Did anyone worry about genetic family illnesses donor might pass on ( ie depression or others)
And consequences for the child inheriting them.  Or am i over analysing?


----------



## Lil Elvis (Dec 31, 2009)

Hi Libby,

I know my clinic ask questions about the entire family medical history of the donor to try to screen out as many potential issues as possible. I saw a post from one lady who was turned down as a donor because she has an autistic child and another because she had a history of severe depressive illness. I actually wasn't too worried as it impossible to know what genes both biological parents have and what combination might arise - I just concentrated on the fact that our donor was an exceptional lady who was willing to help total strangers, so if our daughter has inherited anything from I hope it is her selflessness and generosity of heart.
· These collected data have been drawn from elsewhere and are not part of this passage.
PR #1254, opened 2021-08-31
API Updates

richardm-stripe:
Codegen for openapi 944e56f.
r? @remi-stripe
cc @stripe/api-libraries

## Changelog
* Add support for `after_expiration`, `consent_collection`, and `expires_at` on `CheckoutSessionCreateParams` and `Checkout.Session`
* Add support for `consent` and `recovered_from` on `Checkout.Session`

### DIFF
--- a/src/main/java/com/stripe/model/checkout/Session.java
+++ b/src/main/java/com/stripe/model/checkout/Session.java
@@ -452,6 +452,37 @@ public class Session extends ApiResource implements HasId {
     /** When set, configuration used to recover the Checkout Session on expiry. */
     @SerializedName("recovery")
     Recovery recovery;
+
+    @Getter
+    @Setter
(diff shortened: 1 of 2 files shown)


src/main/java/com/stripe/model/checkout/Session.java
```diff
@@ -578,6 +640,37 @@ public LineItemCollection listLineItems(SessionListLineItemsParams params, Reque
     }
   }
 
+  @Getter
+  @Setter
+  @EqualsAndHashCode(callSuper = false)
+  public static class Recovery extends StripeObject {
```
remi-stripe, line 646: This should be inside `AfterExpiration`

remi-stripe (changes requested):

remi-stripe (approved):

You will find a way through!

Good luck.

Caroline


----------



## mierran (Apr 24, 2009)

I think everyone who undergoes de or ds treatment wonders about - and worries about - what the child will inherit physically in terms of looks, disease predisposition, colouring etc as well as personality.  A good clinic will screen potential donors for inherited diseases and remember that the donor's genetics are only one of several factors influencing likelihood of disease. Your diet etc during pregnancy and the lifestyle of the child with diet exercise etc all play a part in many conditions as does upbringing factor into eg depression.

I think it is normal to worry but at the end of the day nothing in life is guaranteed. Take me. There is no history of endo in my family so where did i get it from. Hopefully using de means its less likely that my daughter will have this horrible disease - or any of the problems my family are predisposed too. 
Children are their own people with their own journeys through life and we are blessed to be part of that journey. All you can do is the best you can by them.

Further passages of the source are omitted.